The Centers for Disease Control (CDC) have also made considerable, but potentially less effective, efforts to break the drug crisis on the national level. They released a set of guidelines in mid-March for practitioners that are non-binding but “not seen as voluntary” according to Myra Christopher, the director of the Pain Action Alliance to Implement a National Strategy. These guidelines recommend, among other things, that practitioners try treating their patients with ibuprofen and similar substances before committing to harsher opioids.They also propose mandatory urine testing before receiving prescriptions and to limit opioid prescriptions to an initial three days as opposed to Massachusetts’s seven. While Massachusetts took action in the form of legislation, the CDC’s nonbinding recommendations may prove less successful and may not do as much to halt the drug crises.

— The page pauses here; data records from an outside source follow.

PR #2378, opened 2026-08-14
docs: add rule for justifying changes to shared components

jfallows:
## Description

PR/issue descriptions for a shared component (`common-avro`, `common-json`, `common-protobuf`, the engine SPI, any `runtime/*/ext` module) kept leaking a specific dependent's use case into the justification — e.g. citing what a particular sibling module or downstream consumer needed, rather than describing the gap in the shared component's own contract. This couples the shared component's description to whoever happened to want the change, and the coupling recurs regardless of whether that consumer is in-tree or external.

Adds one general rule to the root `AGENTS.md`'s "Contribution workflow" section: justify a shared component's change entirely by its own contract gap, never by naming or describing a consumer. Includes a concrete self-check ("strip away everyone who depends on this component — does the description still stand on its own?") and states explicitly that this applies symmetrically in both directions of the dependency graph.

This is a documentation-only change with no code impact.

Fixes # (none — process documentation, not tied to a specific issue)

---
🤖 Generated with [Claude Code](https://claude.ai/code)

https://claude.ai/code/session_01GKWELiLVoasTwsuvaXg2Y3

---
_Generated by [Claude Code](https://claude.ai/code/session_01GKWELiLVoasTwsuvaXg2Y3)_

PR #2379, opened 2026-08-14
docs(engine): drop in-tree-consumer example from SPI PR neutrality rule

jfallows:
## Description

`runtime/engine/AGENTS.md`'s existing neutrality rule for engine SPI PR descriptions carved out an exception: citing an in-tree consumer's use case (e.g. "required by `binding-mcp` elicitation flow") was presented as acceptable, only naming a downstream/proprietary consumer was disallowed. That carve-out is itself the anti-pattern — coupling an SPI change's justification to a specific dependent is the same layering violation whether the dependent is in this repo or external to it.

Replaces the carved-out example with a pointer to the general rule (see #2378, opened separately): justify a shared component's change by its own contract gap only, never by naming any consumer.

Independent of #2378 — this PR stands on its own (the link target section will resolve once #2378 merges; either can merge first with no functional dependency between them).

This is a documentation-only change with no code impact.

Fixes # (none — process documentation, not tied to a specific issue)

---

https://claude.ai/code/session_01GKWELiLVoasTwsuvaXg2Y3

---

### DIFF
--- a/runtime/engine/AGENTS.md
+++ b/runtime/engine/AGENTS.md
@@ -27,10 +27,11 @@ Two conventions to follow when adding to or modifying them:
   (`Set.of()`, `List.of()`) return cached singletons, the project convention
   is `null` so callers learn one rule across the SPI rather than mixing styles.
 
-PR descriptions for engine SPI changes follow the same neutrality — describe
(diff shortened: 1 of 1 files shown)


jfallows (commented):
LGTM

PR #2381, opened 2026-08-14
test(engine): apply the configured value model as decoder on reply direction too

jfallows:
## Description

`TestBindingFactory` (the `type: test` binding backing k3po `*IT.java` tests engine-wide) only ever applied a configured value model as an **encoder**, on the **initial/produce** direction. Reply-direction data was always forwarded raw, with no model applied at all — so no k3po IT anywhere could exercise a model's decode-time behavior through a live engine; that coverage only ever existed as plain JUnit tests bypassing the engine entirely.

Adds a second pipeline (`supplyDecoder()`) applied on the reply direction, mirroring the existing initial-direction encoder, so a real `EngineRule`+`K3poRule` IT can prove decode-time behavior (e.g. a model extension's field substitution) actually fires end-to-end through a live engine.

### Safety

Gated on the same `valueModel != null` check the existing encoder uses, so every `type: test` usage without a value model is entirely unaffected. For usages that do configure a value model: audited every `type: test` binding with a `value:` model configured across the whole reactor (`model-avro.spec`, `model-json.spec`, `model-protobuf.spec`, `model-core.spec`) and confirmed none currently sends or asserts a reply-direction payload — every existing scenario is produce/initial-only (the exact gap this closes), so applying a decoder in that direction is a no-op for every existing assertion.

### Test plan

- [x] `./mvnw clean verify -pl runtime/engine` — 215 unit tests + 183 k3po ITs, all green
- [x] `./mvnw clean verify -pl runtime/model-avro,runtime/model-json,runtime/model-protobuf,runtime/model-core` — all four modules' own ITs (which share this same test binding) green, no regressions
- [x] checkstyle, license headers clean

Fixes # (none — shared test infrastructure enhancement, not tied to a specific issue)

---

https://claude.ai/code/session_01GKWELiLVoasTwsuvaXg2Y3

---

### DIFF
--- a/runtime/engine/src/test/java/io/aklivity/zilla/runtime/engine/test/internal/binding/TestBindingFactory.java
+++ b/runtime/engine/src/test/java/io/aklivity/zilla/runtime/engine/test/internal/binding/TestBindingFactory.java
@@ -336,6 +336,9 @@ final class TestBindingFactory implements BindingHandler
         private long pendingTraceId;
         private boolean storeAssertionsStarted;
         private final ModelPipeline valuePipeline;
+        // mirrors valuePipeline for the opposite direction: a real binding decodes on read (reply) and
+        // encodes on write (initial), so this test binding applies the same configured model both ways
+        private final ModelPipeline replyPipeline;
 
         private TestSource(
             MessageConsumer source,
@@ -352,6 +355,7 @@ final class TestBindingFactory implements BindingHandler
             this.replyId = replyId;
             this.target = resolvedId != 0L ? new TestTarget(routedId, resolvedId) : null;
             this.valuePipeline = valueModel != null ? valueModel.supplyEncoder() : null;
+            this.replyPipeline = valueModel != null ? valueModel.supplyDecoder() : null;
         }
 
         private void doAuthorize(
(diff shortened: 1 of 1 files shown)


runtime/engine/src/test/java/io/aklivity/zilla/runtime/engine/test/internal/binding/TestBindingFactory.java
```diff
@@ -336,6 +336,9 @@ private final class TestSource
         private long pendingTraceId;
         private boolean storeAssertionsStarted;
         private final ModelPipeline valuePipeline;
+        // mirrors valuePipeline for the opposite direction: a real binding decodes on read (reply) and
+        // encodes on write (initial), so this test binding applies the same configured model both ways
+        private final ModelPipeline replyPipeline;
```
jfallows:
```suggestion
        private final ModelPipeline initialPipeline;
        private final ModelPipeline replyPipeline;
```

jfallows: Actually, this should just be `pipeline` for the encoder side in TestSource, and also a field called `pipeline` for the decoder side in TestTarget instead of implementing both sides in TestSource.

jfallows (commented):
LGTM

PR #2396, opened 2026-08-17
feat(engine): generic named-config refs() resolution, plus TestBinding authorization/envelope/secret-key support

jfallows:
## Description

A model has no way to reference a vault-resolved key material source, the same way it already references a catalog for schema resolution. This adds that, generalized: a `Config.Extensible` can now carry a `refs()` list of `NamedConfig` (a vault, a guard, a catalog, an overlay, ...) that `EngineManager` resolves name → id with **one generic walk**, rather than per-type special-casing.

```yaml
model: avro
vault:
  vault0: {}
```

Part of the seam work for #1142 (avro field encryption in `model-avro-ext`, aklivity/zilla-plus) — this PR only adds the generic capability gap being closed in oss zilla; it does not itself add encryption.

### Named-reference resolution

- `NamedConfig` — common name/id supertype for `VaultedConfig`, `GuardedConfig`, `CatalogedConfig`, and `OverlayConfig`. Carries a `NamedConfig(String name)` convenience constructor for subclasses that support no extensions.
- `VaultedConfig` (new) — a keyed vault reference (`vault: { <name>: {...} }`, matching the existing `catalog:` shape), itself `Config.Extensible` so other components can attach their own named extensions to a *specific* vault reference the way `ModelExtInfo` already extends the model itself.
- `ModelConfig.refs()` bubbles `cataloged`, each schema's `overlay`, and any extension-contributed refs into one list; `EngineManager` resolves every entry the same way it already resolves `route.guarded`/`exporter.vault`.
- `OverlayConfig` now extends `NamedConfig` instead of duplicating `id`/`name` fields on top of `Config` — this is what let the schema-specific overlay-resolution walk in `EngineManager` be deleted entirely in favor of the generic `refs()` loop.
- `ConfigExtAdapter` widened from `T` to `Config.Extensible` on its encode side (decode was already generic) so any `Extensible` builder — not just a fixed top-level type — can be adapted.

### Engine SPI: `AvroController.authorization()`

Adds `AvroController.authorization()`/`AvroPipeline.authorization(long)` so a native `AvroTransform` stage can read the current stream's resolved authorization, mirroring the existing `ModelTransform` bridge. Needed by any transform stage that gates its behavior on the caller's authorization (e.g. a guarded encrypt/decrypt policy).

### `TestBindingFactory`/`TestVaultHandler` test-infrastructure gaps

Closing these was necessary to exercise the above via k3po ITs without depending on a production vault or binding module:

- **Authorization was never propagated.** `TestBindingFactory` never stamped the guard-resolved session authorization onto the `Begin`/`Data` frames it forwards, so `AvroController.authorization()` was always `0` in a test regardless of guard config — a real gap against production bindings (e.g. `binding-tls` already asserts this on its own accept scripts). Fixed, and scoped per-connection (a prior in-progress commit had it as a shared factory-level field, clobbered across connections on the same worker).
- **No way to seed or assert a `ModelEnvelope`.** New `TestBindingOptionsConfig` knobs: `options.envelope` seeds a value model's envelope with known entries before transform runs (for decode-direction transforms that depend on out-of-value metadata already being present), and `options.assertions.envelope` checks the envelope's contents afterward (for encode-direction transforms whose envelope writes are non-deterministic, e.g. randomly-IV'd, and can't be matched literally over the wire).
- **Vault key resolution was async-only.** `VaultHandler.wrap()`/`unwrap()` are asynchronous, forcing every caller to tolerate a cold-miss-then-retry cycle even when resolution is actually synchronous. Added `VaultHandler.initSecretKeys(List<String>)` → `SecretKeyManagerFactory`, mirroring the existing `initKeys()`/`initSigners()`/`initTrust()` → `KeyManagerFactory`/`TrustManagerFactory` shape TLS already uses: resolve once at attach, then wrap/unwrap synchronously for the binding's life. Implemented on `TestVaultHandler` and `FileSystemVaultHandler`; the existing async methods are unchanged. `TestVaultHandler`'s `wrap:` config also switched from a SHA-256-hashed passphrase string to a declarative PEM entry, matching `key:`/`trust:`/`signer:`'s existing shape.
- A decode-direction `REJECTED`/overflow path in `TestBindingFactory` only aborted the reply side; added the matching initial-side abort so a decode rejection tears down the stream symmetrically, matching the encode-direction behavior.

### Testing

- `./mvnw -pl config/engine.conf,config/model-avro.conf,config/model-json.conf,config/model-protobuf.conf,runtime/engine -am clean install` — checkstyle clean, all tests passing (including `OverlayConfigTest`, `VaultedConfigTest`, the full `EngineIT`/`DuplexIT`/`HalfDuplexIT`/`SimplexIT` flow-control suite, and `AvroModelOverlayTest`), JaCoCo thresholds met


runtime/engine/src/test/java/io/aklivity/zilla/runtime/engine/test/internal/vault/TestVaultHandler.java
```diff
@@ -62,6 +86,123 @@
...
+            {
+                byte[] iv = new byte[GCM_IV_LENGTH];
+                bytes.getBytes(index, iv);
+
+                int ciphertextLength = length - GCM_IV_LENGTH;
+                byte[] ciphertext = new byte[ciphertextLength];
+                bytes.getBytes(index + GCM_IV_LENGTH, ciphertext);
+
+                Cipher cipher = Cipher.getInstance(CIPHER_TRANSFORM);
+                cipher.init(Cipher.DECRYPT_MODE, secretKey, new GCMParameterSpec(GCM_TAG_LENGTH_BITS, iv));
```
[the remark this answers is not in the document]
jfallows: This is a test fixture.

config/engine.conf/src/main/java/io/aklivity/zilla/config/engine/NamedConfig.java
```diff
@@ -0,0 +1,41 @@
...
+ * the same generic walk regardless of which concrete kind of named config this is.
+ *
+ * @see Config.Extensible#refs()
+ */
+public abstract class NamedConfig extends Config.Extensible
+{
+    public transient long id;
+
+    public final String name;
+
```
jfallows:
```
   protected NamedConfig(
        String name)
    {
        this(name, null);
    }
```

Then use this from subclasses that don't support extensions.

runtime/engine/src/main/java/io/aklivity/zilla/runtime/engine/internal/registry/EngineManager.java
jfallows: Should OverlayConfig not be included in transitive NamedConfigs collected on model, then we can simplify by removing this model walk.

runtime/engine/pom.xml
```diff
@@ -180,16 +180,30 @@
...
+          </execution>
+          <execution>
+            <id>test-generate</id>
+            <goals>
               <goal>test-generate</goal>
             </goals>
+            <configuration>
+              <!-- "test" scope carries the TestBinding-only envelope wire extension (TestDataEx) used by
+                   TestBindingFactory; it must never leak into the main (generate) output above, since it
+                   is test-sources-only infrastructure. -->
```
jfallows: Remove this comment

runtime/engine/src/test/java/io/aklivity/zilla/runtime/engine/test/internal/vault/TestVaultHandler.java
```diff
@@ -260,4 +398,120 @@
...
+                {
+                    byte[] iv = new byte[GCM_IV_LENGTH];
+                    bytes.getBytes(index, iv);
+
+                    int ciphertextLength = length - GCM_IV_LENGTH;
+                    byte[] ciphertext = new byte[ciphertextLength];
+                    bytes.getBytes(index + GCM_IV_LENGTH, ciphertext);
+
+                    Cipher cipher = Cipher.getInstance(CIPHER_TRANSFORM);
+                    cipher.init(Cipher.DECRYPT_MODE, secretKey, new GCMParameterSpec(GCM_TAG_LENGTH_BITS, iv));
```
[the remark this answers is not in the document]
jfallows: Same as the flag at line 193, already dismissed above — this is the synchronous `SecretKeyManager.unwrap()` added alongside the async path, same test fixture, same shape (IV read from the wire ciphertext per call, not hardcoded).

---

jfallows (commented):
See comments

PR #2397, opened 2026-08-17
Support wildcard-registered subjects in inline catalog

akrambek:
## Summary
- `InlineCatalogHandler.resolve(subject, version)` now falls back to wildcard-registered subjects (e.g. `orders.*-value`) when an exact literal-key lookup misses.
- A registered subject containing `*` is compiled to a regex at registration time; resolve first tries the exact key, then matches against registered patterns in registration order. Exact matches still take precedence, and unregistering a wildcard subject removes its pattern.
- Loosened the inline-catalog config schema's subject-key pattern to admit `*`, and added a `catalog.wildcard.yaml` spec fixture + schema test.
- No `CatalogHandler` SPI changes and no authorization/guard involvement — this dropped an earlier version of this PR that threaded `authorization` through `CatalogHandler.resolve` and the JSON/Protobuf/Avro model handlers for guarded-expression resolution. That turned out to be unnecessary: wildcard matching alone solves the actual problem (subject matching for topic-aliased inline-catalog channels), so the authorization plumbing was reverted back to the `develop` baseline entirely.

## Test plan
- [x] `./mvnw -pl runtime/engine,runtime/catalog-inline,runtime/model-json,runtime/model-protobuf,runtime/model-avro,specs/catalog-inline.spec clean verify` — green, checkstyle clean
- [x] New `InlineCatalogHandlerTest` cases: literal-vs-wildcard resolution, prefix/suffix/version mismatch, exact-over-wildcard precedence, unregister removes the pattern
- [x] New `SchemaTest.shouldValidateCatalogWithWildcardSubject`


specs/engine.spec/src/main/scripts/io/aklivity/zilla/specs/engine/schema/engine.schema.json
```diff
@@ -267,6 +267,11 @@
                     "title": "Vault",
                     "type": "string"
                 },
+                "guard":
+                {
+                    "title": "Guard",
+                    "type": "string"
+                },
```
jfallows: Why do we need to put `guard` on `catalog` to support `guarded['jwt0'].identity` style expressions for `inline` catalog?

akrambek: Good catch — we don't. Pushed a fix: dropped `CatalogConfig.guard`/`guardId` entirely (and the schema/adapter changes for it), and gave `CatalogConfig` a general transient `resolveId` instead, mirroring the existing `Route`/`Binding`/`GuardConfig.resolveId` convention.

`InlineCatalogHandler` now resolves the guard named inside `${guarded['name'].identity}`/`.attributes.x}` dynamically per expression — same approach as `TlsWithResolver`/`HttpKafkaWithResolver`/`SseKafkaWithResolver`: extract the name from the match, look it up lazily via `context.supplyGuard(catalog.resolveId.applyAsLong(name))`, memoize per name. No static single-guard field, and multiple distinct guard names now work in expressions on the same catalog (added a test for that too).

Pushed as 1d9ff1bbf8.

akrambek: Update: on reflection with the team, we dropped the inline-catalog guard/wildcard work from this PR entirely rather than fixing the resolveId approach — the inline catalog's `resolve()` subject is always a static string bound from config, never derived from the actual message topic at runtime, so once you pair a guarded-expression substitution with wildcard matching, the substitution's output stops mattering (the wildcard matches literally anything, including a blank identity). No real caller needs it today.

So this PR is back to its original, minimal scope: `CatalogHandler.resolve(subject, version, authorization)` as a default method, plus authorization threaded through the three model handlers' `resolveSchemaId(...)`. No catalog implements the new overload — pure groundwork, discussed as its own follow-up whenever a real per-identity-resolution catalog shows up. Pushed as 98acabd82e.

akrambek: Further update: on discussing with the team, we realized the wildcard matching alone already solves the subject-matching problem (a wildcard like `orders.*-value` matches any concrete subject, so guarded-expression resolution added nothing on top of it). So I've now reverted the `authorization`-threading part too — `CatalogHandler`, and the JSON/Protobuf/Avro model handlers/pipelines, are all back to the `develop` baseline with zero authorization/guard involvement. The PR is now scoped to just wildcard-registered-subject matching in `InlineCatalogHandler`, done purely via the existing 2-arg `resolve(subject, version)` method — no SPI changes at all. Updated the PR title/description to match.

jfallows (approved):

PR #2398, opened 2026-08-17
Resolve guarded expressions in inline catalog subject before lookup

akrambek:
## Summary
- Stacks on #2397 (`CatalogHandler.resolve(subject, version, authorization)`). Once #2397 merges this PR's diff will shrink to just the changes below.
- Adds `guard`/`guardId` to `CatalogConfig`, mirroring the existing `vault`/`vaultId` pattern exactly (all 6 catalog subtypes + builders + JSON adapter + `engine.schema.json`).
- `InlineCatalogHandler.resolve(subject, version, authorization)` now resolves `${guarded['name'].identity}` and `${guarded['name'].attributes.x}` expressions in `subject` via the configured `GuardHandler` before the `schemaIds` lookup — same syntax `topics[].alias` already supports for kafka-proxy routing (`TlsWithResolver`/`HttpKafkaWithResolver`/`GrpcKafkaWithResolver`/`SseKafkaWithResolver`), now available on the catalog side too.
- The guard name inside the expression brackets is not re-resolved — an inline catalog carries at most one configured `guard`, applied regardless of which name literal appears in `${guarded['...']...}`. Flagging this as an open design question: happy to add per-name guard resolution if reviewers want closer parity with the binding-side resolvers.
- No schema change needed on the subject-being-resolved side (`catalog.subject` in `model-json`/`model-protobuf`/`model-avro` is already an unconstrained string).

## Test plan
- [x] `./mvnw -pl runtime/engine,config/engine.conf,config/catalog-inline.conf,config/catalog-apicurio.conf,config/catalog-schema-registry.conf,config/catalog-filesystem.conf,config/catalog-karapace.conf,runtime/catalog-inline install -o` — green, checkstyle clean across all 8 modules
- [x] New `InlineCatalogHandlerTest` cases: identity-expression resolution, attribute-expression resolution, no-guard-configured fallback (`NO_SCHEMA_ID`), and 2-arg overload ignores expression syntax entirely (backward compat)
- [x] Existing `InlineIT` (3 tests) unaffected

### DIFF
--- a/config/catalog-apicurio.conf/src/main/java/io/aklivity/zilla/config/catalog/apicurio/ApicurioCatalogConfig.java
+++ b/config/catalog-apicurio.conf/src/main/java/io/aklivity/zilla/config/catalog/apicurio/ApicurioCatalogConfig.java
@@ -37,8 +37,9 @@ public final class ApicurioCatalogConfig extends CatalogConfig
         String name,
         String type,
         String vault,
+        String guard,
         OptionsConfig options)
     {
-        super(namespace, name, type, vault, options);
+        super(namespace, name, type, vault, guard, options);
     }
 }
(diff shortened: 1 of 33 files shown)


akrambek:
Folding into #2397 — single PR per request.

PR #2404, opened 2026-08-20
feat(engine): encapsulate label management in the Router SPI

jfallows:
## Summary

- Move label-id assignment and lookup from the engine's internal `LabelManager` singleton onto the `Router`/`RouterContext` SPI (`supplyLabelId`, `supplyLabel`, and `watchLabels` on `Router`), so a `Router` implementation owns label-id coordination — letting a future cluster-aware router supply its own consistency mechanism instead of relying on today's process-local, append-order assignment.
- `EngineRouter` absorbs `LabelManager`'s in-memory behavior (seeded from the existing `<directory>/labels` file); `internal.LabelManager` is deleted. `TestRouter` mirrors the same behavior so `type: test` router configs keep working.
- The engine remains solely responsible for bootstrapping from and flushing to the on-disk `labels` file, independent of which `Router` implementation is active, so `zilla dump`'s independent reader of that file format is unaffected.
- No new binding and no `Router.store(): Store` — `Router` is already the correct process-wide SPI extension point, and routing label consistency through a generic `Store` would force an implicit mandatory `store-memory` runtime dependency for the default case and mismatch the CP guarantees a future cluster router needs.

## Test plan

- [x] `./mvnw clean verify -pl runtime/engine` — 226 unit tests + 208 integration tests pass, including `EngineIT` and `RouterFactoryTest` (extended with new coverage for `supplyLabelId`/`supplyLabel` through both `Router` and `RouterContext`, `watchLabels` notification, and bootstrap-from-existing-file correctness)
- [x] JaCoCo coverage checks pass
- [x] Confirmed `incubator/command-dump`'s independent `labels` file reader has no coupling to the deleted `internal.LabelManager` class

---
_Generated by [Claude Code](https://claude.ai/code/session_01FEncF8TdASSjY9Q113NMkv)_


jfallows (commented):
LGTM

jfallows:
`Build (25)` and CodeQL's `Analyze (java)` are both red, but on the same pre-existing, unrelated cause: `runtime/binding-tcp/NOTICE` fails `notice:check` because the checked-in file already lists `zilla::runtime::common-lang` as a dependency, even on `develop` — where `runtime/engine/pom.xml` doesn't declare `common-lang` at all (confirmed via `git show origin/develop:runtime/engine/pom.xml`, no match). That NOTICE entry was checked in by #2231, unrelated to this PR, and this PR never touches `binding-tcp`.

Not fixing it here since it's out of scope for this change. Proposed fix for a follow-up: regenerate `runtime/binding-tcp/NOTICE` via `./mvnw notice:generate --projects runtime/binding-tcp` against current `develop` (or investigate why #2231's checked-in NOTICE doesn't match its own dependency tree).

Will keep watching and re-run once the base recovers.

---

PR #2406, opened 2026-08-20
refactor(model-ext): drop unused name()/type() surface from model extension SPIs

jfallows:
## Description

`AvroModelExt`, `JsonModelExt`, `ProtobufModelExt`, `BytesModelExt`, and `StringModelExt` each declared a `name()` method, documented as "for diagnostics," with no caller anywhere in the engine or any installed extension. Their paired `*ModelExtFactorySpi` interfaces extended `FactorySpi` solely to inherit `type()`, but unlike a top-level `FactorySpi` (`ModelFactorySpi`, `BindingFactorySpi`, etc.) that value is never read for a model extension: `Factory.instantiate(Iterable<S>)` returns every discovered extension unconditionally, with no type-keyed lookup the way `Factory.instantiate(Iterable<S>, Function<Map<String,S>,F>)` provides for top-level factories. Every existing implementation (including this repo's own test-only extensions) was left inventing an arbitrary, functionally meaningless string for both methods just to satisfy the interface.

This removes both:
- `name()` is dropped from each `*ModelExt` interface.
- Each `*ModelExtFactorySpi` interface no longer extends `FactorySpi`, so `type()` is gone entirely rather than defaulted — there is no method left for an implementation to accidentally override. Each is now a plain single-method interface with just `create(Configuration)`.

All in-repo test-only implementations (`TestUppercase*ModelExtFactorySpi`, `TestMarkedBytesModelExtFactorySpi`, and the anonymous extensions in `BytesModelTest`/`StringModelTest`) are updated to drop their now-nonexistent overrides.

No behavior change for any installed extension's actual pipeline construction — this only removes dead SPI surface.

Fixes # (issue)

---
_Generated by [Claude Code](https://claude.ai/code/session_01WjPV7qF1b49GfqByji6SFp)_

### DIFF
--- a/runtime/model-avro/src/main/java/io/aklivity/zilla/runtime/model/avro/ext/AvroModelExt.java
+++ b/runtime/model-avro/src/main/java/io/aklivity/zilla/runtime/model/avro/ext/AvroModelExt.java
@@ -24,13 +24,6 @@ import io.aklivity.zilla.runtime.engine.EngineContext;
 public interface AvroModelExt
 {
     /**
-     * Returns a name identifying this extension, for diagnostics.
-     *
-     * @return the extension name
-     */
-    String name();
-
-    /**
      * Supplies the per-worker context for this extension.
      *
      * @param context  the engine context for the current worker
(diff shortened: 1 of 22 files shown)


jfallows (commented):
LGTM

PR #10981, opened 2026-09-09
fix(web): allow expanding duplicate tool call commands

Yash-Singh1:
## What Changed

- Allow tool-call rows to expand when their command matches the visible preview text.
- Simplify mobile glass surfaces by removing blur-target plumbing and using explicit fallback styles.
- Remove the provider model bulk enable/disable control and its associated helper tests.

## Why

Duplicate tool call commands could appear non-expandable when the visible label matched the command text. Expansion now depends on whether additional content is available, so duplicate commands remain inspectable.

The mobile glass cleanup reduces unnecessary blur-target complexity, while provider model settings retain their existing per-model controls.

Implemented with Codex (GPT-5).

## UI Changes

Before/after screenshots are not included. This change affects web tool-call expansion and mobile/settings UI behavior.

## Checklist

## Summary by CodeRabbit

* **Bug Fixes**
  * Improved work-entry expansion in the chat timeline. Entries can now expand consistently when they include commands, details, changed files, or viewed images—even when the displayed label matches the command.
  * Updated label wrapping behavior to respond consistently to the entry’s expanded or collapsed state.

### DIFF
--- a/apps/web/src/components/chat/MessagesTimeline.tsx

But as ideal as these changes to the status quo sound, there has been some backlash, especially from those who view their prescribed opioids as a necessary and completely beneficial part of their lives. Once such person is Katherine Cameron from Alameda, Calif. who wrote to the New York Times about her disapproval of the CDC’s new guidelines. She, like many others, has found that a low-dose opioid regimen makes her chronic pain and associated symptoms such as depression more manageable. And she, like many others, has not become addicted to her prescriptions. She argues that the alternatives the CDC and state governments suggest, ibuprofen and aspirin, actually pose more of a threat to her health, such as having the potential to irreparably damage her kidneys, liver and other essential organs. The new laws pose a threat to her well being. And when the message from Mayor Walsh of Boston is “if this law helps one family and one addict, it has done its job,” we begin to question how that sentiment plays out when the law prevents one family and one patient from getting the help she needs.

Although the drug crisis is a pressing issue, it is also true that voices like Katherine’s are largely left out of the media. The drugs can be used dangerously, but they can also be used safely. And sometimes they are the best option for the patient. While the new legislation and guidelines are a step in the right direction to stop the nationwide problem, legislation should do more to include the needs of those who truly benefit from these drugs.